Though it is not yet Jesus' hour, he gives a first fruits taste of what his how would bring that his disciples wouldn't soon forget. We often focus on how Jesus turned water to wine, but John doesn't. Notice verses 6-12. Notice how John emphasizes two odd details.

First, Jesus doesn't use the original wine jars, instead, he tells the servants to fill six massive jars with water. Now, what's funny here is that completely nullifies anyone's ability to practice Jewish ritual purification since these were purification jars. This is like if we ran out of wine and Jesus said, "Fill the baptistry!" The baptistry would be useless for baptisms — only for drinking wine. This is Jesus' not-so-subtle way of commenting on the usefulness of their ritual cleansings. But, it is also Jesus' way of providing ridiculous amounts of wine: 120-180 gallons of it. There is now an overabundance. They wouldn't run out again.

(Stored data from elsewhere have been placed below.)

PR #3354, opened 2026-01-13
Contour listens on IPv6

matejvasek:
# Changes

- Contour ingress listens on IPv6.


matejvasek:
PTAL @gauron99 @lkingland

Issue #3178, opened 2025-11-10
[go] func build installs go twice?


dprotaso:
I updated the go.mod file to set the go version to `1.25`

I'm seeing go toolchain being downloaded twice now which seems unnecessary

```
Running build command
Paketo Buildpack for Go Distribution 2.7.14
  Resolving Go version
    Candidate version sources (in priority order):
      <unknown> -> ""

    Selected Go version (using <unknown>): 1.23.11

  Executing build process
    Installing Go 1.23.11
      Completed in 56.384s

  Generating SBOM for /layers/paketo-buildpacks_go-dist/go
      Completed in 0s

Processing layers
Updating environment
Reading output files
Updating buildpack processes
Updating process list
Finished running build for buildpack paketo-buildpacks/go-dist@2.7.14
Running build for buildpack dev.knative-extensions.go@0.0.6
Looking up buildpack
Finding plan
Creating plan directory
Preparing paths
Running build command
> Knative Functions Go Buildpack
  Fetching framework dependencies
go: downloading go1.25.0 (linux/arm64)
```

gauron99:
We are in the middle of some buildpacks changes. I will check up on this after that change and revisit to see if its still an issue. Waiting to merge https://github.com/knative/func/pull/3067

dprotaso:
@gauron99 what's the plan to get that merged? 1.21 release?

gauron99:
yes, if urgent i can take a look at it tomorrow and backport

gauron99:
the PR mentioned is ready, will be up for review soon so

PR #3237, opened 2025-11-22
refactor: Extract scaffolding as per-builder, new buildpacks default builder and sync Go version

gauron99:
## Scaffolding unification
- Introducing new `client.Scaffold` step in build,deploy,run commands
- Extract scaffolding logic into dedicated per-builder components (`Scaffolder` structs)
New scaffolders
```
- `pkg/buildpacks/scaffolder.go`
- `pkg/oci/scaffolder.go`
- `pkg/s2i/scaffolder.go`
```
- Change default pack builders
```diff
- var DefaultBaseBuilder = "ghcr.io/knative/builder-jammy-base:latest"
- var DefaultTinyBuilder = "ghcr.io/knative/builder-jammy-tiny:latest"
+ var DefaultBaseBuilder = "ghcr.io/knative/builder-jammy-base:v2"
+ var DefaultTinyBuilder = "ghcr.io/knative/builder-jammy-tiny:v2"
```
### HOST builder changes
- Removing the "build history" - build hashes & pid links
- Removing the concurrency building protection (It will be part of a followup PR for separation)

## scaffolding file parsing
- Replace regex-based go.mod parsing in scaffolding with `golang.org/x/mod/modfile` 
- Dynamically sync Go version from user's function to scaffolding go.mod

// issue: remove custom buildpack for go, unify scaffolding
/fixes https://github.com/knative/func/issues/3005

// issue: double go bin download for pack
/fixes https://github.com/knative/func/issues/3178

## Follow-ups
- build concurrency protection (locking)
- python buildpack fix (remove injector)
- python remote deployment fix, if still issue

PR #3360, opened 2026-01-14
fix: double go download buildpacks

gauron99:
- ensure explicit go version is passed into buildpacks (from function's go.mod file)
/fixes https://github.com/knative/func/issues/3178


gauron99:
The problem here is that we need to identify "lowest supported version by bp"

gauron99:
I think I have a fix

gauron99:
fix now part of scaffolding https://github.com/knative/func/pull/3237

Second, notice the reaction to the wine. The master of the feast calls the bridegroom to him — by the way, he gives credit to the wrong bridegroom — and says, "You have kept the good wine until the end." The meaning is that Jesus’ wine was even better than the good wine served at the beginning of this feast.

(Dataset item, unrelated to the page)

PR #3368, opened 2026-01-16
test: fewer domain levels for knative services domain

matejvasek:
# Changes

- Fewer domain levels for knative services url. Now test ksvc will be direct sub-domain of the cluster domain. This is useful when using wild-card certificate (one can have a cert like `*.localtest.me` but not like `*.*.localtest.me`).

Listen, it is cool that Jesus turned water to wine. None of us can do that. But the real point we are supposed to see here is a hope-renewing picture: the wine and God's blessings had dried up, a curse devours the earth, but Jesus brings the better wine of God's Kingdom in abundance. Jesus manifested his glory, not by simply converting water to wine, but by giving those who were paying attention a taste of that great day when we will feast with our great God in his Kingdom.



As I read this, I think," How cool would it have been to be at that wedding to get a small taste of what that great feast will be like at the coming of the Lord. What will it be like when we recline at table with our Lord and with his saints in his Kingdom Thanks to the Lord Jesus, we do get to taste that now.  Do you ever wonder why Paul says we eat the bread and drink the cup, proclaiming Jesus' death until he comes? (Cf. 1Cor. 11:26)

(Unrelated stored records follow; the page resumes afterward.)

Issue #3051, opened 2025-09-24
Make a 2 layer error typed system


gauron99:
Create a 2 layer system for handling errors.

layer 1. Underlying functions and frameworks used in the CLI (like client, deployer, builder etc.) will return typed errors.
layer 2. CLI will catch these errors and based on the type provided will return a **technical error** from within those functions and layer another **CLI specific error** on top for the user.

This way we can systematically have both a valid technical error and user friendly error returned to the user depending on what situation/edge case etc. is hit.

This will require creating more error types in the core of codebase. This should be accessible via all the interfaces used in the CLI so that it is not specific to them. Example: We have multiple builders and we want to have these errors consistent across all. We might have multiple deployers, same deal.

gauron99:
I think a good suggestion to make this work would be something along the lines of the following:

### Have the layer 1 (inner) error types.

This requires creating more error types alongside the already existing ones in `pkg/functions/errors.go`. These would be returned in the interfaces and functions used within the CLI -- meaning any deployer, builder, client functions etc. will return this type. Create as many error types necessary. These are intended to be technical, simple and straight to the point errors. Nothing CLI specific here. See already existing comment `pkg/functions/errors.go` lines 27-29 for a possible hint. 

### Have the layer 2 (outer) error types.

This layer is intended to be a CLI layer for the errors. CLI functions `runXXX` (in `cmd/deploy.go` etc.) will catch these inner errors in all its used methods, functions and interfaces and CHECK what has been returned. ( something like `if err == ErrTYPE` should suffice) . 

These CLI functions will catch inner errors and add a CLI specific error ON TOP. This means both straight-to-the-point technical error is returned from within as well as CLI specific user-friendly error.

I think there could even be something new like `cmd/errors` which would contain some CLI errors if they were generic or similar enough and could be used across multiple commands.

Actionable items:
- [x] Create new core technical error types to be used across all interfaces and functions
- [x] Use these errors in functions, interfaces and methods like deployers,builders etc.
- [x] Catch these errors in the CLI functions and layer on top a CLI-specific error for the user returning both

PR #3375, opened 2026-01-20
Improve error system

gauron99:
Introduced 2-layer error system:
  - Layer 1 (pkg/functions/errors.go): Technical/ library errors (short to the point)
  - Layer 2 (cmd/errors.go): CLI-friendly wrappers with examples and troubleshooting (user oriented)

- Added new error types which now use `Error()` and `Unwrap()` for using `errors.Is()/As()`
- Removed the verbosity from CMD package

/fix https://github.com/knative/func/issues/3051

### DIFF
--- a/cmd/errors.go
+++ b/cmd/errors.go
@@ -1,15 +1,294 @@
 package cmd
 
 import (
+	"errors"
 	"fmt"
+	"os"
 	"strings"
+
+	fn "knative.dev/func/pkg/functions"
 )
 
-// wrapNotInitializedError wraps an ErrNotInitialized error with CLI-specific guidance
-func wrapNotInitializedError(err error, command string) error {
-	switch command {
+// ----------------------------- META WRAPPERS ----------------------------- //
+
+// wrapValidateError is a meta wrapper for Validate function
+func wrapValidateError(err error, cmd string) error {
+	if cmd != "build" && cmd != "deploy" {
+		msg := fmt.Sprintf(`
+Internal error during error-wrapping: specified cmd '%s' not supported`, cmd)
+		return fmt.Errorf("%w\n%s", err, msg)
+	}
+
+	if errors.Is(err, fn.ErrInvalidDomain) {
+		return NewErrInvalidDomain(err, cmd)
+	}
+	if errors.Is(err, fn.ErrInvalidNamespace) {
+		return NewErrInvalidNamespace(err, cmd)
+	}
+	if errors.Is(err, fn.ErrConflictingImageAndRegistry) {
+		return NewErrConflictImageRegistry(err, cmd)
+	}
+	if errors.Is(err, fn.ErrPlatformNotSupported) {
+		return NewErrPlatformNotSupported(err, cmd)
+	}
+	return err
+}
+
+// wrapRunError wraps errors from client.Run with CLI-specific guidance
+func wrapRunError(err error, address string) error {
+	var portErr *fn.ErrPortUnavailableError
+	if errors.As(err, &portErr) {
+		if portErr.IsPermissionDenied() {
+			return NewErrPortPermissionDenied(portErr.Port, address)
+		}
+		return NewErrPortUnavailable(err, portErr.Port)
+	}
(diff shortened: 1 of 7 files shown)


cmd/errors.go
```diff
@@ -1,15 +1,260 @@
...
+}
+
+// ---------------------------- TYPES AND METHODS --------------------------- //
+
+type ErrPlatformNotSupported struct {
+	Err error
+	Cmd string
+}
+
+func NewPlatformNotSupported(err error, cmd string) error {
```
lkingland: Should probably be `NewErrPlatformNotSupported`

cmd/errors.go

Matthew, Mark, and Luke all record Jesus telling us why. Notice Matthew 26:29. "I tell you I will not drink again of this fruit of the vine until that day when I drink it new with you in my Father's Kingdom." As we eat, we memorialize what Jesus did in the past on the cross. We have a covenant with God and each other, so we discern ourselves now. And, we eat a little now in anticipation of that great day when we will feast with our Lord at his coming, in our Father's Kingdom. This now is a taste of that great day.

But, we must remember now that this day would never come if our Lord wouldn't have gone to the cross. Mary wanted that feast to end without any loss, but the only reason we will ever enjoy that feast - that day when we will never lack anything is because our Lord experienced that loss for us. He took the curse on himself, he became a curse — and now we are free. What a great Savior we have who gave so much so God could give us everything!

So, remember the Lord. Eat now in anticipation of the feast to come. Eat in honor of the one who makes it all possible.